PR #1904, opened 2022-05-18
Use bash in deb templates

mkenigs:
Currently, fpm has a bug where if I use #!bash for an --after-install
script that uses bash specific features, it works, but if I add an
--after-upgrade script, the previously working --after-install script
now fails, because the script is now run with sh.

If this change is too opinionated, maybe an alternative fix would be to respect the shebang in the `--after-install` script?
################
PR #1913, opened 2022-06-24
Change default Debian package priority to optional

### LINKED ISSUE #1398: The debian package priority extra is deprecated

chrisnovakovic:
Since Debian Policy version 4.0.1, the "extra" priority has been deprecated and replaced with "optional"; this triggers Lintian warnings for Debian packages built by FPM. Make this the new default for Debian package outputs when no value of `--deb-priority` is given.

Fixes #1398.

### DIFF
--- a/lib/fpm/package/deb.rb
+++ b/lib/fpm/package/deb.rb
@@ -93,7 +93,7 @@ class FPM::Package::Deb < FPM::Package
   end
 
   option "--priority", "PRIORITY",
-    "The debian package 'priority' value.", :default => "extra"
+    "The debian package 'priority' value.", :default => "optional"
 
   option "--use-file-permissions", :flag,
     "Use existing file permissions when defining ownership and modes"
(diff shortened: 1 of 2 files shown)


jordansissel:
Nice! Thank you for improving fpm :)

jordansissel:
################
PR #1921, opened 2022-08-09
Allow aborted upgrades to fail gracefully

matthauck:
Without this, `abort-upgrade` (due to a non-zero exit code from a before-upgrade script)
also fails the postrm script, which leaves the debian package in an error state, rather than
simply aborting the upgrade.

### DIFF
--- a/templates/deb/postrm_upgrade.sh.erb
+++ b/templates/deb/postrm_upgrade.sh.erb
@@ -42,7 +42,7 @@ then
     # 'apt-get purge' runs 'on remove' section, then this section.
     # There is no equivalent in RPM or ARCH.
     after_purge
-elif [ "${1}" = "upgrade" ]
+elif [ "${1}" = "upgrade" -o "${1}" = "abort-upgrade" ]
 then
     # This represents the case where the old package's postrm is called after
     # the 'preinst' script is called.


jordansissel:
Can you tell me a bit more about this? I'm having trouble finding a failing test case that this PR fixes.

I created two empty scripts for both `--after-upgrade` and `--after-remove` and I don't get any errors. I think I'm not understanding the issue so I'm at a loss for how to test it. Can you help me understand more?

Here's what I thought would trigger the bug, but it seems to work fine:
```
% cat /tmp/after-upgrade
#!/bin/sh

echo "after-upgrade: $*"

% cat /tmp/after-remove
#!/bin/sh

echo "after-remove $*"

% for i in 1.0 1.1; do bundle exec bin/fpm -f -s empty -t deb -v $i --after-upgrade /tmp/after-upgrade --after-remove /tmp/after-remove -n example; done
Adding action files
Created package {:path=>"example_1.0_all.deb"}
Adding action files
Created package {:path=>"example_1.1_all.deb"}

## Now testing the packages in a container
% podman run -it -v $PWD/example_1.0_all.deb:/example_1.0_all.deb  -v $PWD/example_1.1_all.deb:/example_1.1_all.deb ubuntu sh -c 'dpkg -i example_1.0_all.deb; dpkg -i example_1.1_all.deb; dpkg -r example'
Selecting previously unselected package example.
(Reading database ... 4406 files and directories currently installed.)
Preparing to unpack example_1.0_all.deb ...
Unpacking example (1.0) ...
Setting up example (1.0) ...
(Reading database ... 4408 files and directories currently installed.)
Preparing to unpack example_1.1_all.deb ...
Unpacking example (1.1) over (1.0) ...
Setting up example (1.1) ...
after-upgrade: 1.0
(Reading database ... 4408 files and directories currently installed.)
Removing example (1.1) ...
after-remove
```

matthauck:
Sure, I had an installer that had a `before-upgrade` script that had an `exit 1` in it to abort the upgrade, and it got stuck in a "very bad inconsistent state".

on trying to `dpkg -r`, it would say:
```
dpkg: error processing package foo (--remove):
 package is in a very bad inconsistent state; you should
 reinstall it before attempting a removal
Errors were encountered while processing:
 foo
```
################
→ **INSTRUCTIONS FOR THE TASK**
Every line from the line containing "Currently, fpm has" through the line containing "If this change" in the records above must be retyped exactly. Leave out the rest.

→ **OUTPUT OF THE EXERCISE**
Currently, fpm has a bug where if I use #!bash for an --after-install
script that uses bash specific features, it works, but if I add an
--after-upgrade script, the previously working --after-install script
now fails, because the script is now run with sh.

If this change is too opinionated, maybe an alternative fix would be to respect the shebang in the `--after-install` script?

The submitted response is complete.